# NSW: 30/9 Little to Great Turriell Bay lesson



## Darwin (Jul 25, 2008)

I want to catch something else other than Bream but no luck. It seems my failure was predicted by Sun Tzu more than 2 thousand years ago. In his famous book Art of War said if you know your enemies and know yourself, you will not be imperilled in a hundred battles; if you do not know your enemies but do know yourself, you will win one and lose one; if you do not know your enemies nor yourself, you will be imperilled in every single battle. 
I was looking for fish other than Bream but didn't set target fish. That was my biggest mistake. You really need to know what you are looking for before heading water. You may say no one know what is underneath. You may believe fish will appear anywhere covered by water. You may believe a hungry fish will eat anything including McDonald. Unfortunately, evolution didn't make fish eat KFC either. My last fishing trip was doomed before it set sail.
It goes back to basic. Pick your target specie first, it can tell what bait/lure is suitable, select your gear, looking for their habitat to find your fishing ground and know when is the best time/tide to catch them. The rest depends on luck & weather.
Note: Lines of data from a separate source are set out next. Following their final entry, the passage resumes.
PR #229, opened 2022-12-02
Rework Cloud log start/end times, and update documentation

uzlonewolf:
I noticed the Cloud documentation calls for 13-digit timestamps, however I was sending 10-digit UNIX timestamps.  It seemed to work fine, but I decided it would be better to match the official documentation.  So it now sends a 13-digit `int(time.time() * 1000)`.  I also reworked it so you can pass a negative number for that many days ago (i.e. -2 means 2 days ago) and added automatic server time offset compensation.

Documentation for the above as well as the Zigbee Gateway example were added.

### DIFF
--- a/README.md
+++ b/README.md
@@ -392,13 +392,15 @@ result = c.sendcommand(id,commands)
 print("Results\n:", result)
 ```
 
-Up to one week of device logs can also be pulled from the Cloud.  By default getdevicelog() will pull 1 day of logs or 100 log entries, whichever comes first.
+Up to one week of device logs can also be pulled from the Cloud.  By default getdevicelog() will pull 1 day of logs or 100 log entries, whichever comes first.  The returned timestamps are unixtime*1000, and event_id 7 (data report) will probably be the most useful.
 
 ```python
 import tinytuya
 import json
 
 c = tinytuya.Cloud()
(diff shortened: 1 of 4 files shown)


jasonacox:
Thanks @uzlonewolf !  I'm going to work on a PyPI release.

jasonacox:
I released this as [v1.9.0](https://pypi.org/project/tinytuya/1.9.0/) - Thanks @uzlonewolf!

One minor issue I see... During my testing, I'm seeing a random "0" show up during `wizard`:

```
TinyTuya Setup Wizard [1.9.0]

    Existing settings:
        API Key=abcdefghijklmnopqrstuv 
        Secret=1234567890abcdef1234567890abcdef1
        DeviceID=123abc4567890abcdef12
        Region=us

    Use existing credentials (Y/n): 
0


Device Listing
```

The culprit is the Cloud init call due to `_gettoken()`:

```python
log.warning(self.server_time_offset)
```

Since it is a warning, it is showing up under normal conditions so I'll drop it to `debug`:

```python
log.debug("server_time_offset: %r", self.server_time_offset)
```

uzlonewolf:
Ah, oops, I had intended to delete that line but it would seem I forgot.  Thanks for the catch and fix.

And the very important lesson; The Art of Lost is "learnt from history". That's why I keep my Fishing Diary!


----------



## Guest (Oct 1, 2012)

That's the best advice I've seen on this forum on how to catch fish regularly. Its the most common mistake made by new fishermen. Going fishing to catch a fish doesn't pay dividends often. Going fishing for a species with a plan and some knowledge is how so called "lucky" or good fishermen always seem to catch fish.


----------